For context I'm currently marking papers of some students in a second year university linear algebra module containing a question very similar to this, except with a specific example. I know like the back of my hand how to do this. Just take a generic vector from $U$, substitute one of the coordinates $b,c$ or $d$ in terms of the other two and after expanding the vector out the three you are left with are a basis.

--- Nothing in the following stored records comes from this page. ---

PR #2995, opened 2026-06-30
Add scrolling case for longer user message

Alexia-Claudia-Micu:
# Pull Request

## 🤨 Rationale

https://dev.azure.com/ni/DevCentral/_workitems/edit/3897966
https://dev.azure.com/ni/DevCentral/_workitems/edit/3943833

Current behavior: a long user message is sent, scrolled to the bottom and will take up the entire viewport. This leaves no space for the ai answer to be generated in.
Desired behavior: a long user message is sent, scrolled to leave the bottom 20% visible. This leaves the rest of the viewport space for the ai message to be generated in.

## 👩‍💻 Implementation

Added `anchoredMessageMaxViewportFraction` = 0.2 to keep the user message within that height in the viewport.

## 🧪 Testing

Example app testing.

## ✅ Checklist


packages/spright-components/src/chat/conversation/models/auto-scroll-manager.ts
```diff
@@ -206,6 +224,19 @@ export class AutoScrollManager implements Subscriber {
...
+        const messageRect = message.getBoundingClientRect();
+        const messageTopInContainer = messageRect.top - containerRect.top + container.scrollTop;
+        const { clientHeight } = container;
+        const maxMessageCoverage = clientHeight * anchoredMessageMaxViewportFraction;
+        if (messageRect.height > maxMessageCoverage) {
+            return messageTopInContainer + messageRect.height - maxMessageCoverage;
+        }
+        return messageTopInContainer;
+    }
+
```
rajsite, line 260: A couple of concerns with this PR:
- If you notice from the previous refactor, a significant effort was put in to avoid manual calculations like this to measure the dom and instead rely on native CSS browser features. Please take some time to brainstorm and consider how this can be done in CSS with the browser native layout system instead of manually calculating layout. Things like this should be a last resort with comments describing approaches considered.
- This PR adds no tests. Notice the previous refactor includes tests to cover behavior. Please review and add tests
- This change is not covered by storybook matrix tests. Make sure this case is covered in storybook matrix snapshot testing to prevent regressions.

rajsite:
Talked to @Alexia-Claudia-Micu and they'll be OOO for a few weeks and can address feedback when back. Moving to draft for now.

packages/spright-components/src/chat/conversation/models/auto-scroll-manager.ts
Alexia-Claudia-Micu: I did some digging and the only CSS solution I found was a sentinel element at the message bottom with scroll-margin-top: 20cqh, but it has the problem that short messages end up with empty space above them instead of being flush with the viewport top (because scroll-margin can't reference the element's own height). So I opted to add a comment explaining the need for these manual calculations.

I also added unit tests, but had some trouble with the storybook matrix tests as they render the component and take a screenshot immediately. The scroll behavior only triggers after a user sends a message, so the matrix story only shows the un-scrolled state.  I could try to look for some workarounds for this such as waiting long enough for the scrolling animation to complete. However, I first wanted to ask if you think this is something worth pursuing.

rajsite: I'm OOO through 7/20, I can either take a look after I'm back in office or if need to look sooner @mollykreis may be able to review the approach and suggest alternatives / give the approval to merge.

In terms of alternatives to what is being proposed (concerns of lots of manual sizing calculations and concerns about timing assumptions / responsiveness to dynamic content) I'd have to look more closely when in office.

In terms of concerns with just how the implementation is done as-is, a concern I have is having dynamic style attributes being mutated directly on elements. Instead set custom property values that can be consumed via css ([table examples](https://github.com/ni/nimble/blob/bcc8bd28637fc7362d3b934a37ba392b8b04d1dc/packages/nimble-components/src/table/template.ts#L62-L70)). Want the definition of CSS styles to be static and can do things like `min-height: calc(100% + var(--ni-private-conversation-shortfall-height));`;

rajsite: Back in office but was asked to prioritize other tasks through this week so the earliest I can take a look myself is next week. Can work with @jattasNI to review the current changes to the chat conversation components.

jattasNI: I've finally cleared most of my backlog from being OOO and should have bandwidth to review this PR next week.

Before I do, @Alexia-Claudia-Micu could you clarify some questions?

1. Could you update the PR description to explain the current behavior and the desired behavior? The PR description links to a couple issues but those aren't enough to tell what this PR is doing.
2. From my storybook experimentation, it looks like the current behavior is that new user messages get scrolled so that their top aligns with the top of the conversation. For tall messages this means the top is visible but the bottom isn't. The new behavior is that, for messages greater than 2 lines, the top is scrolled offscreen, the bottom 2.5 lines are visible, and space is available for the response. Is this confirmed as the desired behavior from UX or is it currently a dev proposal?

I haven't looked into the implementation yet but my gut feel is that it might take some brainstorming to meet Milan's architectural concerns while achieving the desired UX behavior. So I want to make sure it's worth investing in that before we do. An alternative would be to keep the behavior as-is for now and wait for user feedback. I learned today that the desktop teams plan to uptake this soon, so maybe their feedback will help us decide what behavior we want.

Alexia-Claudia-Micu: 1. I added the current and desired behaviors to the PR description.
2. Yes, that is the behavior we tried to achieve. I chose 20% of the viewport by looking at other chatbots. I could not confirm this with an UX designer, but I can change that number through `anchoredMessageMaxViewportFraction`.

Thanks for taking the time to look over this. Seeing how this is a visual change, we could leave it as-is and wait for user/desktop team feedback. I will close this PR until then.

However, one of the students I'm marking did the following (I'm doing it in terms of the general case I've presented here): $$ \left(\begin{matrix} a \\ b \\ c \\ d \end{matrix} \right) = \left(\begin{matrix} a \\ -\frac{\lambda_3}{\lambda_2}c - \frac{\lambda_3}{\lambda_2}d \\ -\frac{\lambda_2}{\lambda_3}b - \frac{\lambda_4}{\lambda_3}d \\ -\frac{\lambda_2}{\lambda_4}b - \frac{\lambda_3}{\lambda_4}c \end{matrix}\right) = a\left(\begin{matrix} 1 \\ 0 \\ 0 \\ 0 \end{matrix} \right) + b\left(\begin{matrix} 0 \\ 0 \\ -\frac{\lambda_2}{\lambda_3} \\ -\frac{\lambda_2}{\lambda_4} \end{matrix} \right) + c\left(\begin{matrix} 0 \\ -\frac{\lambda_3}{\lambda_2} \\ 0 \\ -\frac{\lambda_3}{\lambda_4} \end{matrix} \right) + d\left(\begin{matrix} 0 \\ -\frac{\lambda_4}{\lambda_2} \\ -\frac{\lambda_4}{\lambda_3} \\ 0 \end{matrix} \right) $$ as in, instead of just substituting one coordinate it terms of the others, they substituted all three, and then went on to show that these four vectors are linearly independent. Which as it turns out is always true, and so went on to "show" that $U = \mathbb{R}^4$, which is of course not true, since hyperplanes always have codimension $1$.
The issue is that I'm not entirely sure why this is incorrect. If a student were to ask me why this method doesn't work, I wouldn't know what to tell them. So why doesn't this work? And why are these vectors always linearly independent? What is being demonstrated when we show these vectors are linearly independent?